(Records from a dataset)
———

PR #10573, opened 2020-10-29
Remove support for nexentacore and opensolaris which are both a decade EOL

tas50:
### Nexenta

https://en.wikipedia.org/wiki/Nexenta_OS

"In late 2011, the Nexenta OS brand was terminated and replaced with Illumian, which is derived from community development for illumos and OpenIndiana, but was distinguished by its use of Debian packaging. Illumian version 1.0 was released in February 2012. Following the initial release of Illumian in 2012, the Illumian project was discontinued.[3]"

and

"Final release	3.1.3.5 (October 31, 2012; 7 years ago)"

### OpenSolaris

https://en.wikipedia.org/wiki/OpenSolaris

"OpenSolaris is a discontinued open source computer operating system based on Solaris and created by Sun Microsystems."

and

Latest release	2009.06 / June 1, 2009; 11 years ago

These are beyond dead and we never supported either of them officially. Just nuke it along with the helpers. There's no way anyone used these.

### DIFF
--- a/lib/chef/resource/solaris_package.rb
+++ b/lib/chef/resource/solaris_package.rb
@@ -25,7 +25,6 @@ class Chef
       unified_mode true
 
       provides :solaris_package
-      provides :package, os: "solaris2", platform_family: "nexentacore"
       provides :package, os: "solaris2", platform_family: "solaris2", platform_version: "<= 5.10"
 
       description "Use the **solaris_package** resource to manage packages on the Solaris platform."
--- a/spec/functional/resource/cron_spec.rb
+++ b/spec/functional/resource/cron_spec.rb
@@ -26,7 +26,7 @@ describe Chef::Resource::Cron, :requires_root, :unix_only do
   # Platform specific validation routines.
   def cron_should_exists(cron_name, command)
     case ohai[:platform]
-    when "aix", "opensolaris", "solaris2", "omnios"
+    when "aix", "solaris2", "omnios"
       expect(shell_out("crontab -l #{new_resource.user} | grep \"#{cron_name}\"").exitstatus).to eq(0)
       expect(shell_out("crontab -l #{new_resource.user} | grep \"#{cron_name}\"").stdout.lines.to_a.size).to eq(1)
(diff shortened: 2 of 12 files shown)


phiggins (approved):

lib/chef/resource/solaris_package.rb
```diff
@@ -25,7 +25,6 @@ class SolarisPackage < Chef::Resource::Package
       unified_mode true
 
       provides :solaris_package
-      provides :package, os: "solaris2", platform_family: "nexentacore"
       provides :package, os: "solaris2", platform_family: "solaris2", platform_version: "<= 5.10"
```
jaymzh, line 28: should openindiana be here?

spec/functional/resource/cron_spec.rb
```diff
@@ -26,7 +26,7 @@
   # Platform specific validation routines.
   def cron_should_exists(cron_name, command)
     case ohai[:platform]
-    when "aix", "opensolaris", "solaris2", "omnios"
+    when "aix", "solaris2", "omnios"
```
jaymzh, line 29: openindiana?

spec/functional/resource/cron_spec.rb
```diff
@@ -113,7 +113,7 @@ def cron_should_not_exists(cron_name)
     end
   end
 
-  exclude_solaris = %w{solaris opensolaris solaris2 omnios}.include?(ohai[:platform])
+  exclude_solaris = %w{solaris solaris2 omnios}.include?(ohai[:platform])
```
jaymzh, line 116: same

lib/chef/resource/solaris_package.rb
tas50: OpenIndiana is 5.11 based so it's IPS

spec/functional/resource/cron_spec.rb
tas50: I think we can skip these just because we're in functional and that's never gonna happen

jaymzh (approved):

———

What you have to do
Could you find every line in the records above that contains the word "with" and copy it?

Answer section
"In late 2011, the Nexenta OS brand was terminated and replaced with Illumian, which is derived from community development for illumos and OpenIndiana, but was distinguished by its use of Debian packaging. Illumian version 1.0 was released in February 2012. Following the initial release of Illumian in 2012, the Illumian project was discontinued.[3]"
These are beyond dead and we never supported either of them officially. Just nuke it along with the helpers. There's no way anyone used these.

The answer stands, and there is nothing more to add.